## Exercise prompt
For each line below that contains the word "busy", return that line.

Recorded data:
------------------------

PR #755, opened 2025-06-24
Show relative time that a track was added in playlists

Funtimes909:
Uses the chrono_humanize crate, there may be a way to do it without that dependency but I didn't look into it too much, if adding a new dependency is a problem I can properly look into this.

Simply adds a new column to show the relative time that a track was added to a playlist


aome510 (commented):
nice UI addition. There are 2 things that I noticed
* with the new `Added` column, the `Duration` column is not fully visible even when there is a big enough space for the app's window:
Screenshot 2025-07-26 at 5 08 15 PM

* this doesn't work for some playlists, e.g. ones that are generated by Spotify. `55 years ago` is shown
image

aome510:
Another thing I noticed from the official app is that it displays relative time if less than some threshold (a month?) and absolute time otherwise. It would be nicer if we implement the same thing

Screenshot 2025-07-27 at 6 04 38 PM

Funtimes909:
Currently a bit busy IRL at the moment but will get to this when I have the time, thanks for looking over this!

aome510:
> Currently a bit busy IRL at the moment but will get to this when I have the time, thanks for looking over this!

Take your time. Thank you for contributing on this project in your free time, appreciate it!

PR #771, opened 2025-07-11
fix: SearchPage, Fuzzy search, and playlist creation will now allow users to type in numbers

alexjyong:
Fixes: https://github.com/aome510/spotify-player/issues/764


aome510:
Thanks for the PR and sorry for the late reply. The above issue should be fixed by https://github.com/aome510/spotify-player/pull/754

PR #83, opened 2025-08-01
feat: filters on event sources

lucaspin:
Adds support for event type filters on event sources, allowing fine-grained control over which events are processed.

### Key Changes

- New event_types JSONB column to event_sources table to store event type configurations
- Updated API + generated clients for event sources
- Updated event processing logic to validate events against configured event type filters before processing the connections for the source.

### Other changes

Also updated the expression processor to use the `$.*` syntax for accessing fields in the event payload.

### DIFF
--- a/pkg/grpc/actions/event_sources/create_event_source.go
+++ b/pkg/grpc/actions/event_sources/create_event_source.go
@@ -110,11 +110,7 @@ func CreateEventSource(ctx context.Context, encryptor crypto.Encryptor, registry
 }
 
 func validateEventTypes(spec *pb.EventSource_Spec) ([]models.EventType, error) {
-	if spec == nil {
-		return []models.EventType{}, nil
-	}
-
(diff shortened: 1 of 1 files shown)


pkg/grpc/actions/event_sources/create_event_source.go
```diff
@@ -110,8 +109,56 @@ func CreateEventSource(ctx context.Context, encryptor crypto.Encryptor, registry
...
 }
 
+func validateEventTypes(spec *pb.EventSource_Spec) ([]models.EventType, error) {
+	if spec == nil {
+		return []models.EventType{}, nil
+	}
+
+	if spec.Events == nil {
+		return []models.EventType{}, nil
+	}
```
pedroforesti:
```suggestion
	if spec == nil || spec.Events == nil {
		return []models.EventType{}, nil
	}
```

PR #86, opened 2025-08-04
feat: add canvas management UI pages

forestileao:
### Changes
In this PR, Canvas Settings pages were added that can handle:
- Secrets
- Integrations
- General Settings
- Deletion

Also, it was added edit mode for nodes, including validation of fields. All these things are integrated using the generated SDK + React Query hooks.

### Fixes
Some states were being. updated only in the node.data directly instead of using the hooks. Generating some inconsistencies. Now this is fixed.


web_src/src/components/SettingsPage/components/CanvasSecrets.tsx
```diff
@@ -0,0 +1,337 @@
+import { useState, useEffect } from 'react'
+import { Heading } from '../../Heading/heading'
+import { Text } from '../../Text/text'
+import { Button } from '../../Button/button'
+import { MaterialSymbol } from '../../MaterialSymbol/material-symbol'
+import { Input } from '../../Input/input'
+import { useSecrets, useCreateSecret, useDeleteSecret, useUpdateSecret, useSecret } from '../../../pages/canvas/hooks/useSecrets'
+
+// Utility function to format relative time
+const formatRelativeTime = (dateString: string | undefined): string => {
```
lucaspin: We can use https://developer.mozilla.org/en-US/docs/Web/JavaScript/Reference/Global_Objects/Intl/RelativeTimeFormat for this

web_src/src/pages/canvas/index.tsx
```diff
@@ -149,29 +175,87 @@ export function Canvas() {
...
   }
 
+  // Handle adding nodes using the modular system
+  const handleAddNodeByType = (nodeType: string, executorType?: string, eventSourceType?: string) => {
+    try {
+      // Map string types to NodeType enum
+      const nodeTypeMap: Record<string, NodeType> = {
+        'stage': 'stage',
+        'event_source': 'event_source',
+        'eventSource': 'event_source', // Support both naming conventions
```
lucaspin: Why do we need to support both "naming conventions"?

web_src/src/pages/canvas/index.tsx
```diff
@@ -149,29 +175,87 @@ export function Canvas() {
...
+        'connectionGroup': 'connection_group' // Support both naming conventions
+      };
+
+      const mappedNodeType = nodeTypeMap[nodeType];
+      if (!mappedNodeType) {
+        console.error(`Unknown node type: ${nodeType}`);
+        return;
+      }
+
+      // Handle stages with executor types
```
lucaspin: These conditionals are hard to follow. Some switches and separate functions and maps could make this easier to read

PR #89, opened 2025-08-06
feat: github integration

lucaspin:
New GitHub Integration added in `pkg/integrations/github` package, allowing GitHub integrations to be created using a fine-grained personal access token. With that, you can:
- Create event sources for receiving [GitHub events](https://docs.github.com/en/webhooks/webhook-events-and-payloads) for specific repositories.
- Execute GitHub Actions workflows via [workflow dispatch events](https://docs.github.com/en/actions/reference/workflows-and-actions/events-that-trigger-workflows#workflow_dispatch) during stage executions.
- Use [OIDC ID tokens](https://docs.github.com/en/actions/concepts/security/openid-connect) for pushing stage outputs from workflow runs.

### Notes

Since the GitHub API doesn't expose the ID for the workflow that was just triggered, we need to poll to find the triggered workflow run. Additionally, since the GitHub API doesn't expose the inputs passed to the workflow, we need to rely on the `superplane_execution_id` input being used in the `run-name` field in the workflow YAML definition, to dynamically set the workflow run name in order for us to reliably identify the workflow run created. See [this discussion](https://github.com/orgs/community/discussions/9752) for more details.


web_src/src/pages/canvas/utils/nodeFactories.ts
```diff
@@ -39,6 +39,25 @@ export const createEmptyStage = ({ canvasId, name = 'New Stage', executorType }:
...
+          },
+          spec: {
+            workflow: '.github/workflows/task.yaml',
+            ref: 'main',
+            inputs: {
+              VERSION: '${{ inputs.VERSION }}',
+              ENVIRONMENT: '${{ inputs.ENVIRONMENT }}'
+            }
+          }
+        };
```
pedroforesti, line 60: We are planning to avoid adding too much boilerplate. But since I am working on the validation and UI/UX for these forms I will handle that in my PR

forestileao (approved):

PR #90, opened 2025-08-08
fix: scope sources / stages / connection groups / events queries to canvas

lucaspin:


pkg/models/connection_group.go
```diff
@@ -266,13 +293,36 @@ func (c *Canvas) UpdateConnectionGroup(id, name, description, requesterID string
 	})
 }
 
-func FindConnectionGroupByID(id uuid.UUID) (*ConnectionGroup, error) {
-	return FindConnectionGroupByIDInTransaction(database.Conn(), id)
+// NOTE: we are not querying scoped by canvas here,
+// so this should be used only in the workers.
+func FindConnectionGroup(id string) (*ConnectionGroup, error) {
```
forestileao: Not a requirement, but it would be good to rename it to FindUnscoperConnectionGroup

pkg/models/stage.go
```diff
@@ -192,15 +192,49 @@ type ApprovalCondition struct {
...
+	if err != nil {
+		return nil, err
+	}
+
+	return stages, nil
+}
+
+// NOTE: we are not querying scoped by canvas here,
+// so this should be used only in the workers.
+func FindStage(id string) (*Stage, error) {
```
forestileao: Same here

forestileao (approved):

------------------------

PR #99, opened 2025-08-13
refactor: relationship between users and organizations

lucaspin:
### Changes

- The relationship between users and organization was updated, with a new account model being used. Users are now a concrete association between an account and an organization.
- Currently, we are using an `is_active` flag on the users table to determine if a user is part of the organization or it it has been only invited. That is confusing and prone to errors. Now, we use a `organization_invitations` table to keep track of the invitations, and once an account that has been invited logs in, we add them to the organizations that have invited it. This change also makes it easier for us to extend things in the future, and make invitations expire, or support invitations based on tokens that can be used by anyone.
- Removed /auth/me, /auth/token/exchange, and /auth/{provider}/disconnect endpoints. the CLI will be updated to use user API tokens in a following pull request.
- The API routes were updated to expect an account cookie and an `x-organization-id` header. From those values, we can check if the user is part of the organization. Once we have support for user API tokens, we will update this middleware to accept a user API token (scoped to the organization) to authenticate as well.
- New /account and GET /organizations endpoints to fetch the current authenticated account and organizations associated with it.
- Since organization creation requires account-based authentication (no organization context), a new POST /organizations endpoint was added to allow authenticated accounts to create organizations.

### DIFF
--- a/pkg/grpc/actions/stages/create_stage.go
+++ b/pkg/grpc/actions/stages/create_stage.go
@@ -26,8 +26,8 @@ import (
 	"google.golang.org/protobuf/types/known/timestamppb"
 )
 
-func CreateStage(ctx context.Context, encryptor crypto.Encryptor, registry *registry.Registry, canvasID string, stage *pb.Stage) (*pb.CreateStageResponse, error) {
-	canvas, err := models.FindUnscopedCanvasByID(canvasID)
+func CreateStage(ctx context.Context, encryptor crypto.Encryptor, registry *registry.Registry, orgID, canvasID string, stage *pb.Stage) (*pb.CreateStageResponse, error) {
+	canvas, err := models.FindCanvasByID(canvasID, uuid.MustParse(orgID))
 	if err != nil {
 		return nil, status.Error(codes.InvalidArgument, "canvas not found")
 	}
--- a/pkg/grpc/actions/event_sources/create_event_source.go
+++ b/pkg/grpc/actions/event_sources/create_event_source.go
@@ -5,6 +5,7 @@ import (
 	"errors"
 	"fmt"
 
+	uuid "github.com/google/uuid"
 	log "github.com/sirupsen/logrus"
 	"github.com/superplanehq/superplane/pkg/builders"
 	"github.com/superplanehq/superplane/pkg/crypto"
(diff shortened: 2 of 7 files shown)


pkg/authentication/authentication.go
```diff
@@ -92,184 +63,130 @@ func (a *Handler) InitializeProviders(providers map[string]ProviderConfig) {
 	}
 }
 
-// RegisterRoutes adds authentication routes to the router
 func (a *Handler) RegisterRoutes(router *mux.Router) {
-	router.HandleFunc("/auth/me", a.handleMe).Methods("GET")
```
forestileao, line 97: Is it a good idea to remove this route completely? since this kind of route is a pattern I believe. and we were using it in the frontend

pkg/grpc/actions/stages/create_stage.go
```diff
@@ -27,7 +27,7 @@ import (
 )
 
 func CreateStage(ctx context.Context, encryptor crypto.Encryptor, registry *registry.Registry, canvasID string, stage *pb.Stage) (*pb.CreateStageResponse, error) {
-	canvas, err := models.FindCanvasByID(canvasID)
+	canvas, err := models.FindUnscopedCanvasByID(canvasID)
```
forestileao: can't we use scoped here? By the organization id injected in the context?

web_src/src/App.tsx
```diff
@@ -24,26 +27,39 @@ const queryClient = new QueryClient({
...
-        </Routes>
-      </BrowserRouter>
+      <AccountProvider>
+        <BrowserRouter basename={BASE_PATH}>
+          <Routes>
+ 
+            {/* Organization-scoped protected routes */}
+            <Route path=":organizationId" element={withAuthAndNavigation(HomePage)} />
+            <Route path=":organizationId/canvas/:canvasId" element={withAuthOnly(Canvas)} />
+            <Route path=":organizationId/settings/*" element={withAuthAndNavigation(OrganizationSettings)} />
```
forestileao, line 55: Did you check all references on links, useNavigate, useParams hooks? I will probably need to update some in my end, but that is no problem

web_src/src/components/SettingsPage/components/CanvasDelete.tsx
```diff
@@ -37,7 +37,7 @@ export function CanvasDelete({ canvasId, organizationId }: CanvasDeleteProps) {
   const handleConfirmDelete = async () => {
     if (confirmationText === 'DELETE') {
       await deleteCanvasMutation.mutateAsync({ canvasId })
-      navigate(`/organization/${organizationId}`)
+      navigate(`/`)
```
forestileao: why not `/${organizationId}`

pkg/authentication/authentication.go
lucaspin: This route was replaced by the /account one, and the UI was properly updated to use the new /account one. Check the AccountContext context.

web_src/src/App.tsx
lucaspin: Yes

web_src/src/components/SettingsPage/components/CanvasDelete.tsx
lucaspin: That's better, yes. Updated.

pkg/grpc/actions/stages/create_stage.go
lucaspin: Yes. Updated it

------------------------

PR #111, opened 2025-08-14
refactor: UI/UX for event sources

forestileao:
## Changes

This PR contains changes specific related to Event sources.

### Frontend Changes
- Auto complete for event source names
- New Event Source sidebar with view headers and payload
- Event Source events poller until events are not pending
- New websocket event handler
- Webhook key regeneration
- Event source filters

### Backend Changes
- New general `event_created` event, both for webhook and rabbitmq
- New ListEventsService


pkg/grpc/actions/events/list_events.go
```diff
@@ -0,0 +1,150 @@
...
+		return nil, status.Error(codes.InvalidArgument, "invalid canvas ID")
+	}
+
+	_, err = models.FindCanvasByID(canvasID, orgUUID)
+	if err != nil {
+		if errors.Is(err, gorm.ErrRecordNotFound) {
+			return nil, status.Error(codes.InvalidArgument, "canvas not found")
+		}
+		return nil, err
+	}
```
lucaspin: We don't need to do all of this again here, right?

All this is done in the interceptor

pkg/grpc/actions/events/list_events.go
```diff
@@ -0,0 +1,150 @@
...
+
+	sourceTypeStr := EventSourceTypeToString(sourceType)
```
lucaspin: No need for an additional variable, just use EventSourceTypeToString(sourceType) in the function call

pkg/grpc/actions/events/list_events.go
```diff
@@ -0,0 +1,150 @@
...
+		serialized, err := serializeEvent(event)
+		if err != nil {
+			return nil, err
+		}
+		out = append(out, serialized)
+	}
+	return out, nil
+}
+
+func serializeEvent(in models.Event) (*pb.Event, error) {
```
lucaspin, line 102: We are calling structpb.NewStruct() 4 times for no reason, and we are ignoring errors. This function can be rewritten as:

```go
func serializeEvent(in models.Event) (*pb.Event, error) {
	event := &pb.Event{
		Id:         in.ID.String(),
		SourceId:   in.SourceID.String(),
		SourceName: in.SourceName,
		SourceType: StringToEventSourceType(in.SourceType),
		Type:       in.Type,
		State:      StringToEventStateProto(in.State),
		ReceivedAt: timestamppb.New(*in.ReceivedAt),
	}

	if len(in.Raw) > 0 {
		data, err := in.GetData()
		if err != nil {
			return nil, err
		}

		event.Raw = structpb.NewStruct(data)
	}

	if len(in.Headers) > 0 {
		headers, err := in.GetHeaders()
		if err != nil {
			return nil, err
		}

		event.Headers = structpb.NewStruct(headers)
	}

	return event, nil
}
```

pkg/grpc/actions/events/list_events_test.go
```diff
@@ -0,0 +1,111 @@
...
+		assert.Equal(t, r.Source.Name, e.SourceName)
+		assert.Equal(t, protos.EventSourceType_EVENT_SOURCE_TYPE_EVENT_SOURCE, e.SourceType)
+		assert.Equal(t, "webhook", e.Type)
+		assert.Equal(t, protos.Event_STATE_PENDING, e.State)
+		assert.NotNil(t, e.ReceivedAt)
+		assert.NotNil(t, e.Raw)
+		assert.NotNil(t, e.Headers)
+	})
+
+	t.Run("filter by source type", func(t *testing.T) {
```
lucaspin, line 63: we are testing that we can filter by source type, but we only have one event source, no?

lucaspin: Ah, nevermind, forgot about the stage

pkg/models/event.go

------------------------

## Answer section
Currently a bit busy IRL at the moment but will get to this when I have the time, thanks for looking over this!
> Currently a bit busy IRL at the moment but will get to this when I have the time, thanks for looking over this!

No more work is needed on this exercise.